The government has not yet notified the provisions relating to bankruptcy of natural persons. Hence, this book is confined to insolvency of enterprises. Suffice to state that personal insolvency is not only an economic phenomenon but has deep social and cultural connotations. It is perceived differently by various sections of society, and has different implications for individuals and communities, and the social fabric they form part of. When notified, the bankruptcy provisions will apply to over 1.25 billion people living across the length and breadth of the country, with diverse cultures, traditions, customs and way of life. The stakeholders, principles, approach and outcomes of personal insolvency are different from that of insolvency of enterprises. One-size-fits-all approach to the entire population may not work. Filing bankruptcy is considered stigmatic in many societies in India. It impacts the social standing of individuals and their family members. This is one reason the personal insolvency is not used actively in India. Cultural-shift preparedness needs to be assessed and taken into account; otherwise implementation of the law would offer a number of challenges with concomitant delays. A separate book is required to discuss the law of bankruptcy of natural persons.

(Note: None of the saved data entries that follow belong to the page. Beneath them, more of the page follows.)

PR #3636, opened 2021-12-03
Fix collecting fields on new schema types

martinbonnin:
When querying fields on an interface:

```graphql
{
  animal {
    ... on Animal {
      species
    }
  }
}
```

The cache code relied on `fragment.possibleTypes` to determine whether a field was possible or not. This works well if the app is in sync with the schema but if the schema introduces a new type, the `possibleTypes` approach will miss all the field on the type in scope. 

That's because the client code doesn't know anything about the new type except it implements the interface. This PR takes this last condition into account.


apollo-compiler/src/test/graphql/com/example/antlr_tokens/java/operationBased/antlr_tokens/TestQuery.java.expected
```diff
@@ -111,8 +110,13 @@ public class TestQuery implements Query<TestQuery.Data> {
   }
 
   @Override
-  public List<CompiledSelection> selections() {
-    return TestQuerySelections.root;
+  public CompiledField rootField() {
+    return new CompiledField.Builder(
+      "data",
+      com.example.antlr_tokens.type.Query.type
```
BoD, line 116: Nitpick: would it be possible to have it imported to avoid the FQN?

martinbonnin: This is kotlinpoet land. 
Maybe possible, maybe not. Overall, KotlinPoet focuses at making correct code. Making the look nice is not the primary goal. We could use something like ktlint on top of KotlinPoet if we really wanted to.

BoD: Fair enough!

BoD (approved):
👏

Issue #3634, opened 2021-12-02
Subscriptions throw exception "java.lang.IllegalStateException: WeSocket queue full"


sproctor:
**Summary**
Re-subscribing after app goes to sleep throws "java.lang.IllegalStateException: WeSocket queue full".

**Version**
3.0.0-beta04

**Description**
I'm not entirely sure the cause. It happens regularly when my app wakes up causing a crash. I didn't experience it with 2.5.x

Changes:

beta04
```kotlin
val client = ApolloClient.Builder()
            .okHttpClient(okHttpClient)
            .httpServerUrl(context.getString(R.string.graphql_endpoint))
            .webSocketServerUrl(context.getString(R.string.graphql_ws_endpoint))
            .addCustomScalarAdapter(Uuid.type, uuidAdapter)
            .addCustomScalarAdapter(Timestamptz.type, KotlinxInstantAdapter)
            .addCustomScalarAdapter(Numeric.type, BigDecimalAdapter)
            .build()
```

2.5.x
```kotlin
 val client = ApolloClient.builder()
            .serverUrl(context.getString(R.string.graphql_endpoint))
            .okHttpClient(okHttpClient)
            .subscriptionTransportFactory(
                WebSocketSubscriptionTransport.Factory(
                    context.getString(
                        R.string.graphql_ws_endpoint
                    ), okHttpClient
                )
            )
            .addCustomTypeAdapter(CustomType.UUID, uuidCustomTypeAdapter)
            .addCustomTypeAdapter(CustomType.TIMESTAMPTZ, dateCustomTypeAdapter)
            .addCustomTypeAdapter(CustomType.NUMERIC, numericCustomTypeAdapter)
            .build()
```

sproctor:
Related issue from SO https://stackoverflow.com/questions/70008541/handle-network-error-when-using-graphql-subscription-with-apollo-on-android-with

martinbonnin:
Thanks for sending this! I can reproduce. Will work on a fix.

In the meantime. You can copy/paste the [DefaultWebSocketEngine code](https://github.com/apollographql/apollo-android/blob/584d5a5ae94e6deb13568552bfa8d19f389ed588/apollo-runtime/src/jvmMain/kotlin/com/apollographql/apollo3/network/ws/OkHttpWebSocketEngine.kt) and remove the checks at line 86 and 93. And then pass it instead of the builtin `DefaultWebSocketEngine`. That should hide the issue.

I'll update this issue when a fix lands

[...]

PR #3646, opened 2021-12-06
Fix restarting a websocket after a network error

martinbonnin:
This PR serializes all messages from the `WsProtocol` in the "supervisor". 

What I call "supervisor" is a long-lived coroutine that:
- receives `Commands` from the various subscription `Flow`s, creates a `WsProtocol` when needed and forwards the commands
- receives `Events` from the `WsProtocol` and forwards them back to the various subscription `Flow`s

The `WsProtocol` owns the `WebSocketConnection`. The "supervisor" owns the `WsProtocol` and closes it after `idleTimeout`. 

The problem this PR adresses is that there was no way previously to know if a `WsProtocol` ended as an error and therefore was never re-created. With these changes, `WsProtocol.run` is required to send a terminal `NetworkError` event that will be received by the "supervisor" that can then reset its state.

Fixes https://github.com/apollographql/apollo-android/issues/3634

### DIFF
--- a/apollo-runtime/src/commonMain/kotlin/com/apollographql/apollo3/network/ws/WebSocketNetworkTransport.kt
+++ b/apollo-runtime/src/commonMain/kotlin/com/apollographql/apollo3/network/ws/WebSocketNetworkTransport.kt
@@ -10,7 +10,18 @@ import com.apollographql.apollo3.exception.ApolloNetworkException
 import com.apollographql.apollo3.internal.BackgroundDispatcher
 import com.apollographql.apollo3.internal.transformWhile
 import com.apollographql.apollo3.network.NetworkTransport
+import com.apollographql.apollo3.network.ws.internal.Command
+import com.apollographql.apollo3.network.ws.internal.Event
+import com.apollographql.apollo3.network.ws.internal.GeneralError
+import com.apollographql.apollo3.network.ws.internal.Message
+import com.apollographql.apollo3.network.ws.internal.NetworkError
+import com.apollographql.apollo3.network.ws.internal.OperationComplete
+import com.apollographql.apollo3.network.ws.internal.OperationError
+import com.apollographql.apollo3.network.ws.internal.OperationResponse
+import com.apollographql.apollo3.network.ws.internal.StartOperation
+import com.apollographql.apollo3.network.ws.internal.StopOperation
 import kotlinx.coroutines.CoroutineScope
+import kotlinx.coroutines.CoroutineStart
 import kotlinx.coroutines.Job
 import kotlinx.coroutines.cancel
 import kotlinx.coroutines.channels.BufferOverflow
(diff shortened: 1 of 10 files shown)


apollo-runtime/src/commonMain/kotlin/com/apollographql/apollo3/network/ws/WebSocketNetworkTransport.kt
```diff
@@ -77,74 +74,117 @@ private constructor(
...
+            try {
+              protocol.connectionInit()
+            } catch (e: Exception) {
+              // Error initializing the connection
+              protocol = null
+              mutableEvents.emit(NetworkError(e))
+              continue
+            }
+
+            connectionJob = scope.launch(start = CoroutineStart.UNDISPATCHED) {
```
BoD, line 163: Question: why do de need `UNDISPATCHED` here?

apollo-runtime/src/commonMain/kotlin/com/apollographql/apollo3/network/ws/internal/WsMessage.kt
```diff
@@ -0,0 +1,32 @@
+package com.apollographql.apollo3.network.ws.internal
+
+import com.apollographql.apollo3.api.ApolloRequest
+import com.apollographql.apollo3.api.Operation
+import kotlinx.coroutines.channels.Channel
+
+internal class ConnectionHolder(val events: Channel<Event>) {
```
BoD, line 7: Is this unused?

apollo-runtime/src/commonMain/kotlin/com/apollographql/apollo3/network/ws/WebSocketNetworkTransport.kt
martinbonnin: I wanted to make sure `protocol.run()` would always be called. I'm not 100% sure if `protocol` could be reset before starting to execute the coroutine so added this as an extra precaution. Maybe it's not required but it shouldn't hurt so better safe than sorry...

apollo-runtime/src/commonMain/kotlin/com/apollographql/apollo3/network/ws/internal/WsMessage.kt
martinbonnin: Good catch ! 🙏

apollo-runtime/src/commonMain/kotlin/com/apollographql/apollo3/network/ws/WebSocketNetworkTransport.kt
BoD: 👍 Makes sense, thanks (and TIL 😄)!

martinbonnin: Side note: Looks like the type inference is not working here. `protocol` should be nullable always. I filed https://youtrack.jetbrains.com/issue/KT-50092

BoD (approved):

PR #3647, opened 2021-12-06
Expose more configuration options on ApolloClient.Builder

martinbonnin:
Expose all the `DefaultHttpNetworkTransport` and `DefaultWebSocketNetworkTransport` options on `ApolloClient.Builder`. For the vast majority of use cases, this is easier to use than having to call a `NetworkTransport` constructor:

```kotlin
                .webSocketIdleTimeout(...)
                .wsProtocol(...)
                .webSocketServerUrl(...)
                .httpServerUrl(...)
                .addHttpInterceptor(...)
                // ...
                .build()
```

Passing a custom `NetworkTransport` is still possible but will throw if it conflicts with any of the top level properties

### DIFF
--- a/apollo-runtime/src/commonMain/kotlin/com/apollographql/apollo3/ApolloClient.kt
+++ b/apollo-runtime/src/commonMain/kotlin/com/apollographql/apollo3/ApolloClient.kt
@@ -23,11 +23,9 @@ import com.apollographql.apollo3.interceptor.NetworkInterceptor
 import com.apollographql.apollo3.internal.defaultDispatcher
 import com.apollographql.apollo3.mpp.assertMainThreadOnNative
 import com.apollographql.apollo3.network.NetworkTransport
-import com.apollographql.apollo3.network.http.DefaultHttpEngine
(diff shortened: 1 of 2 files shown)


apollo-runtime/src/commonMain/kotlin/com/apollographql/apollo3/ApolloClient.kt
```diff
@@ -131,44 +132,80 @@ private constructor(
...
     /**
-     * The [HttpEngine] to use for HTTP requests
+     * The timeout after which an inactive WebSocket will be closed
      *
-     * For more customization, see also [networkTransport]
+     * See also [subscriptionNetworkTransport] for more customization
      */
-    fun httpEngine(httpEngine: HttpEngine) = apply {
-      this.httpEngine = httpEngine
+    fun webSocketIdleTimeout(webSocketIdleTimeout: Long) = apply {
```
BoD, line 192: We may want to name it `webSocketIdleTimeoutMillis` to avoid any ambiguity

BoD (approved):

PR #3650, opened 2021-12-06
Add ExecutionOptions

martinbonnin:
This PR removes `HasExecutionContext` and `HasMutableExecutionContext` in favour of `ExecutionOptions` and `MutableExecutionOptions`.

This is more verbose but also more type-safe for options that are in `apollo-runtime`. `apollo-normalized-cache` and `apollo-http-cache` still use the `ExecutionContext` because they are independant modules.

I'm also hoping that it's faster because it doesn't require traversing a linked-list every time a request parameter is required.

And it's also easier to use in Java because no extension functions.

Now for the main drawback, it requires duplicating the options in 3 different places: `ApolloRequest`, `ApolloCall` and `ApolloClient`. This process is error prone as failing to pass a parameter down the line will be unnoticed until runtime. 

Generally I tend to think that this is more work for us and less work for users so it'd be in favour of merging it. But I'm not 100% sold on it so all feedbacks welcome.


BoD (approved):
I find it generally easier to reason about (even though yes, it's more verbose). LGTM.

A strict timeline is necessary for all stages of insolvency. The total time-frame of 180 days provided for corporate rescue sets high expectation for the market. It would be challenging to meet this time-frame due to numerous processes and participating stakeholders involved unless adequate infrastructure and capacity is created in the involved institutions. The discipline of insolvency professionals is a new phenomenon and the market does not have a sufficient number of qualified and experienced insolvency professionals. Completing the process in such a short time will be immensely challenging for resolution professional who will have to manage the affairs and assets of the company while gathering information, settle claims and invite resolution plans from potential investors and other interested persons. The government, National Company Law Tribunal and the private sector must work in close coordination to ensure that timelines are observed and IBC is successful.

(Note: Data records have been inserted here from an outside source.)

Issue #2119, opened 2020-03-29
Not able to get errors from body using CoroutinesExtensions toDeferred


FilipObornik:
**Summary**
When using `toDeffered()` extension method or other methods from CoroutinesExtensions, it is not possible to get errors from response body because the response body is already closed. Maybe similar approach as Retrofit's HttpException could be used for ApolloHttpExeption. Than, from Retrofit's HttpException, you can retrieve error body like this:
`(exception as HttpException).response().errorBody().string()`

I hot fixed it for myself by modifying extension function `toDeferred()` by overriding onHttpError() in ApolloCall.Callback with `deferred.completeExceptionally(e)`. But I am aware that this is not secure, because there is possibility of forgetting to close the response body. My `toDeffered()` looks like this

IBC is largely a sound piece of legislation. It has its flaws. History has shown that reforms rarely contain all the solutions needed to resolve all the problems of a legal system. The success of IBC will depend on how effectively it is implemented. IBC will have to sail through rough currents that may be created by implementation issues. We will need to patiently wait to find out if IBC will lead to the development of a robust corporate debt market and unlocking the flow of capital. But then as Joyce Meyer wrote, “patience is not the ability to wait but how you act while you are waiting”! All the stakeholders must act with this spirit. The baggage of the past must be shunned. It is time to follow the advice of Spinoza’s: “You don’t cry over your own story; you change course.” All said and done, the enactment of IBC is a big leap forward and there is every reason to smile as of now!